Available records -
--- START ---
PR #401, opened 2023-02-04
Refactor reference resolution into Go code

RedbackThomson:
Description of changes:
Refactors the `resolveReferenceFor<Field>` Go template code into direct Go code. This way we can be more intelligent about nested field references and support unit testing its output. 

Breaking change:
The previous Go template produced valid, but ultimately faulty, code for references within lists of structs. These are not supported (see https://github.com/aws-controllers-k8s/community/issues/1291). As such, this update produces a panic when it detects those types of references.


pkg/generate/code/resource_reference.go
```diff
@@ -179,6 +185,187 @@ func ReferenceFieldsPresent(
...
+
+		ref := cur.ShapeRef
+
+		indent := strings.Repeat("\t", indentLevel+idx)
+
+		if ref.Shape.Type == "structure" {
+			fieldAccessPrefix = fmt.Sprintf("%s.%s", fieldAccessPrefix, fp.At(idx))
+
+			outPrefix += fmt.Sprintf("%sif %s != nil {\n", indent, fieldAccessPrefix)
+			outSuffix = fmt.Sprintf("%s}\n%s", indent, outSuffix)
```
A-Hilaly, line 266: I like this! reminds me that we can make it a wrapper function

pkg/generate/code/resource_reference.go
```diff
@@ -179,6 +185,187 @@ func ReferenceFieldsPresent(
...
+	out += fmt.Sprintf("%s\tif refResourceTerminal {\n", indent)
+	out += fmt.Sprintf("%s\t\treturn ackerr.ResourceReferenceTerminalFor(\n", indent)
+	out += fmt.Sprintf("%s\t\t\t\"%s\",\n", indent, field.FieldConfig.References.Resource)
+	out += fmt.Sprintf("%s\t\t\tnamespace, *arr.Name)\n", indent)
+	out += fmt.Sprintf("%s\t}\n", indent)
+	out += fmt.Sprintf("%s\tif !refResourceSynced {\n", indent)
+	out += fmt.Sprintf("%s\t\treturn ackerr.ResourceReferenceNotSyncedFor(\n", indent)
+	out += fmt.Sprintf("%s\t\t\t\"%s\",\n", indent, field.FieldConfig.References.Resource)
+	out += fmt.Sprintf("%s\t\t\tnamespace, *arr.Name)\n", indent)
+	out += fmt.Sprintf("%s\t}\n", indent)
```
A-Hilaly, line 347: Ooof, i guess the only other way is using templates or multiline strings, but honestly, between all these not-so-good options i prefer what you used here...

pkg/generate/code/resource_reference.go
```diff
@@ -179,6 +185,187 @@ func ReferenceFieldsPresent(
...
+	out += fmt.Sprintf("%s\t\t}\n", indent)
+	out += fmt.Sprintf("%s\t}\n", indent)
+	out += fmt.Sprintf("%s\tif refResourceTerminal {\n", indent)
+	out += fmt.Sprintf("%s\t\treturn ackerr.ResourceReferenceTerminalFor(\n", indent)
+	out += fmt.Sprintf("%s\t\t\t\"%s\",\n", indent, field.FieldConfig.References.Resource)
+	out += fmt.Sprintf("%s\t\t\tnamespace, *arr.Name)\n", indent)
+	out += fmt.Sprintf("%s\t}\n", indent)
+	out += fmt.Sprintf("%s\tif !refResourceSynced {\n", indent)
+	out += fmt.Sprintf("%s\t\treturn ackerr.ResourceReferenceNotSyncedFor(\n", indent)
+	out += fmt.Sprintf("%s\t\t\t\"%s\",\n", indent, field.FieldConfig.References.Resource)
```
A-Hilaly, line 345: I see that you have mutiple instances of `\"%s\"`, you can also use `%q` to format a string + adding double quotes around it

A-Hilaly (commented):
Great one! Thank you for investing time in this. It's super useful, and testable...
Left a few comments and suggestions bellow

go.mod
```diff
@@ -16,7 +16,7 @@ require (
 	github.com/pkg/errors v0.9.1
 	github.com/spf13/cobra v1.2.1
 	github.com/stretchr/testify v1.7.1
-	golang.org/x/mod v0.4.2
+	golang.org/x/mod v0.6.0
```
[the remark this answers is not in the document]
RedbackThomson: I honestly can't tell you where this came from. Go modules are a mystery to me

pkg/generate/code/resource_reference_test.go
```diff
@@ -198,3 +198,265 @@ if ko.Spec.Routes != nil {
...
+
+	crd := testutil.GetCRDByName(t, g, "Bucket")
+	require.NotNil(crd)
+
+	// the Go template has the appropriate nil checks to ensure the parent path exists
+	expected :=
+		`	if ko.Spec.Logging != nil {
+		if ko.Spec.Logging.LoggingEnabled != nil {
+			refVal := ""
+			if ko.Spec.Logging.LoggingEnabled.TargetBucketRef != nil && ko.Spec.Logging.LoggingEnabled.TargetBucketRef.From != nil {
```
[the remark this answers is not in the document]
RedbackThomson: I thought the same too except that the nil check we currently have only works for nested structs. As soon as you introduce a slice into the nesting it breaks.

pkg/generate/code/resource_reference.go
RedbackThomson: I tried using both. Multiline strings get ugly when you need to do the indentation because you then need to iterate over the string line-by-line and insert the indent. Templates might be the better option here but then you need to set up all that templating setup code. Not ideal and not super readable as it is :/

pkg/generate/code/resource_reference.go
```diff
@@ -179,6 +185,187 @@ func ReferenceFieldsPresent(
...
+//		if refResourceTerminal {
+//			return ackerr.ResourceReferenceTerminalFor(
+//				"Integration",
+//				namespace, *arr.Name)
+//		}
+//		if !refResourceSynced {
+//			return ackerr.ResourceReferenceNotSyncedFor(
+//				"Integration",
+//				namespace, *arr.Name)
+//		}
```
jaypipes, line 230: Seems to me that we could create a function in the `references.go.tpl` template file that handled this in a standard fashion:

```go
{{- objType := ( printf "%sapitypes.%s" .ReferencedServiceName .FieldConfig.References.Resource ) -}}
{{- if eq .FieldConfig.References.ServiceName "" -}}
{{- objType := ( printf "svcapitypes.%s" {{ .FieldConfig.References.Resource) -}}
{{ end -}}
// getReferencedResourceState_{{ .FieldConfig.References.Resource }} looks up whether a referenced resource
// exists and is in a ACK.ResourceSynced=True state. If the referenced resource does exist and is
// in a Synced state, returns nil, otherwise returns `ackerr.ResourceReferenceTerminalFor` or
// `ResourceReferenceNotSyncedFor` depending on if the resource is in a Terminal state.
func getReferencedResourceState_{{ .FieldConfig.References.Resource }}(
	obj *{{ objType }},
	name string, // the Kubernetes name of the referenced resource
) error {
	namespacedName := types.NamespacedName{
		Namespace: namespace,
		Name: name,
	}
	err := apiReader.Get(ctx, namespacedName, &obj)
	if err != nil {
		return err
	}
	var refResourceSynced, refResourceTerminal bool
	for _, cond := range obj.Status.Conditions {
		if cond.Type == ackv1alpha1.ConditionTypeResourceSynced &&
			cond.Status == corev1.ConditionTrue {
			refResourceSynced = true
		}
		if cond.Type == ackv1alpha1.ConditionTypeTerminal &&
			cond.Status == corev1.ConditionTrue {
			return ackerr.ResourceReferenceTerminalFor(
				"{{ .FieldConfig.References.Resource }}",
				namespace, name)
		}
	}
	if !refResourceSynced {
		return ackerr.ResourceReferenceNotSyncedFor(
			"{{ .FieldConfig.References.Resource }}",
			namespace, name)
	}
	return nil
}
```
--- END ---
What this task involves - Reproduce the listing in full. Change nothing.

Answer to the problem -
PR #401, opened 2023-02-04
Refactor reference resolution into Go code

RedbackThomson:
Description of changes:
Refactors the `resolveReferenceFor<Field>` Go template code into direct Go code. This way we can be more intelligent about nested field references and support unit testing its output. 

Breaking change:
The previous Go template produced valid, but ultimately faulty, code for references within lists of structs. These are not supported (see https://github.com/aws-controllers-k8s/community/issues/1291). As such, this update produces a panic when it detects those types of references.


pkg/generate/code/resource_reference.go
```diff
@@ -179,6 +185,187 @@ func ReferenceFieldsPresent(
...
+
+		ref := cur.ShapeRef
+
+		indent := strings.Repeat("\t", indentLevel+idx)
+
+		if ref.Shape.Type == "structure" {
+			fieldAccessPrefix = fmt.Sprintf("%s.%s", fieldAccessPrefix, fp.At(idx))
+
+			outPrefix += fmt.Sprintf("%sif %s != nil {\n", indent, fieldAccessPrefix)
+			outSuffix = fmt.Sprintf("%s}\n%s", indent, outSuffix)
```
A-Hilaly, line 266: I like this! reminds me that we can make it a wrapper function

pkg/generate/code/resource_reference.go
```diff
@@ -179,6 +185,187 @@ func ReferenceFieldsPresent(
...
+	out += fmt.Sprintf("%s\tif refResourceTerminal {\n", indent)
+	out += fmt.Sprintf("%s\t\treturn ackerr.ResourceReferenceTerminalFor(\n", indent)
+	out += fmt.Sprintf("%s\t\t\t\"%s\",\n", indent, field.FieldConfig.References.Resource)
+	out += fmt.Sprintf("%s\t\t\tnamespace, *arr.Name)\n", indent)
+	out += fmt.Sprintf("%s\t}\n", indent)
+	out += fmt.Sprintf("%s\tif !refResourceSynced {\n", indent)
+	out += fmt.Sprintf("%s\t\treturn ackerr.ResourceReferenceNotSyncedFor(\n", indent)
+	out += fmt.Sprintf("%s\t\t\t\"%s\",\n", indent, field.FieldConfig.References.Resource)
+	out += fmt.Sprintf("%s\t\t\tnamespace, *arr.Name)\n", indent)
+	out += fmt.Sprintf("%s\t}\n", indent)
```
A-Hilaly, line 347: Ooof, i guess the only other way is using templates or multiline strings, but honestly, between all these not-so-good options i prefer what you used here...

pkg/generate/code/resource_reference.go
```diff
@@ -179,6 +185,187 @@ func ReferenceFieldsPresent(
...
+	out += fmt.Sprintf("%s\t\t}\n", indent)
+	out += fmt.Sprintf("%s\t}\n", indent)
+	out += fmt.Sprintf("%s\tif refResourceTerminal {\n", indent)
+	out += fmt.Sprintf("%s\t\treturn ackerr.ResourceReferenceTerminalFor(\n", indent)
+	out += fmt.Sprintf("%s\t\t\t\"%s\",\n", indent, field.FieldConfig.References.Resource)
+	out += fmt.Sprintf("%s\t\t\tnamespace, *arr.Name)\n", indent)
+	out += fmt.Sprintf("%s\t}\n", indent)
+	out += fmt.Sprintf("%s\tif !refResourceSynced {\n", indent)
+	out += fmt.Sprintf("%s\t\treturn ackerr.ResourceReferenceNotSyncedFor(\n", indent)
+	out += fmt.Sprintf("%s\t\t\t\"%s\",\n", indent, field.FieldConfig.References.Resource)
```
A-Hilaly, line 345: I see that you have mutiple instances of `\"%s\"`, you can also use `%q` to format a string + adding double quotes around it

A-Hilaly (commented):
Great one! Thank you for investing time in this. It's super useful, and testable...
Left a few comments and suggestions bellow

go.mod
```diff
@@ -16,7 +16,7 @@ require (
 	github.com/pkg/errors v0.9.1
 	github.com/spf13/cobra v1.2.1
 	github.com/stretchr/testify v1.7.1
-	golang.org/x/mod v0.4.2
+	golang.org/x/mod v0.6.0
```
[the remark this answers is not in the document]
RedbackThomson: I honestly can't tell you where this came from. Go modules are a mystery to me

pkg/generate/code/resource_reference_test.go
```diff
@@ -198,3 +198,265 @@ if ko.Spec.Routes != nil {
...
+
+	crd := testutil.GetCRDByName(t, g, "Bucket")
+	require.NotNil(crd)
+
+	// the Go template has the appropriate nil checks to ensure the parent path exists
+	expected :=
+		`	if ko.Spec.Logging != nil {
+		if ko.Spec.Logging.LoggingEnabled != nil {
+			refVal := ""
+			if ko.Spec.Logging.LoggingEnabled.TargetBucketRef != nil && ko.Spec.Logging.LoggingEnabled.TargetBucketRef.From != nil {
```
[the remark this answers is not in the document]
RedbackThomson: I thought the same too except that the nil check we currently have only works for nested structs. As soon as you introduce a slice into the nesting it breaks.

pkg/generate/code/resource_reference.go
RedbackThomson: I tried using both. Multiline strings get ugly when you need to do the indentation because you then need to iterate over the string line-by-line and insert the indent. Templates might be the better option here but then you need to set up all that templating setup code. Not ideal and not super readable as it is :/

pkg/generate/code/resource_reference.go
```diff
@@ -179,6 +185,187 @@ func ReferenceFieldsPresent(
...
+//		if refResourceTerminal {
+//			return ackerr.ResourceReferenceTerminalFor(
+//				"Integration",
+//				namespace, *arr.Name)
+//		}
+//		if !refResourceSynced {
+//			return ackerr.ResourceReferenceNotSyncedFor(
+//				"Integration",
+//				namespace, *arr.Name)
+//		}
```
jaypipes, line 230: Seems to me that we could create a function in the `references.go.tpl` template file that handled this in a standard fashion:

```go
{{- objType := ( printf "%sapitypes.%s" .ReferencedServiceName .FieldConfig.References.Resource ) -}}
{{- if eq .FieldConfig.References.ServiceName "" -}}
{{- objType := ( printf "svcapitypes.%s" {{ .FieldConfig.References.Resource) -}}
{{ end -}}
// getReferencedResourceState_{{ .FieldConfig.References.Resource }} looks up whether a referenced resource
// exists and is in a ACK.ResourceSynced=True state. If the referenced resource does exist and is
// in a Synced state, returns nil, otherwise returns `ackerr.ResourceReferenceTerminalFor` or
// `ResourceReferenceNotSyncedFor` depending on if the resource is in a Terminal state.
func getReferencedResourceState_{{ .FieldConfig.References.Resource }}(
	obj *{{ objType }},
	name string, // the Kubernetes name of the referenced resource
) error {
	namespacedName := types.NamespacedName{
		Namespace: namespace,
		Name: name,
	}
	err := apiReader.Get(ctx, namespacedName, &obj)
	if err != nil {
		return err
	}
	var refResourceSynced, refResourceTerminal bool
	for _, cond := range obj.Status.Conditions {
		if cond.Type == ackv1alpha1.ConditionTypeResourceSynced &&
			cond.Status == corev1.ConditionTrue {
			refResourceSynced = true
		}
		if cond.Type == ackv1alpha1.ConditionTypeTerminal &&
			cond.Status == corev1.ConditionTrue {
			return ackerr.ResourceReferenceTerminalFor(
				"{{ .FieldConfig.References.Resource }}",
				namespace, name)
		}
	}
	if !refResourceSynced {
		return ackerr.ResourceReferenceNotSyncedFor(
			"{{ .FieldConfig.References.Resource }}",
			namespace, name)
	}
	return nil
}
```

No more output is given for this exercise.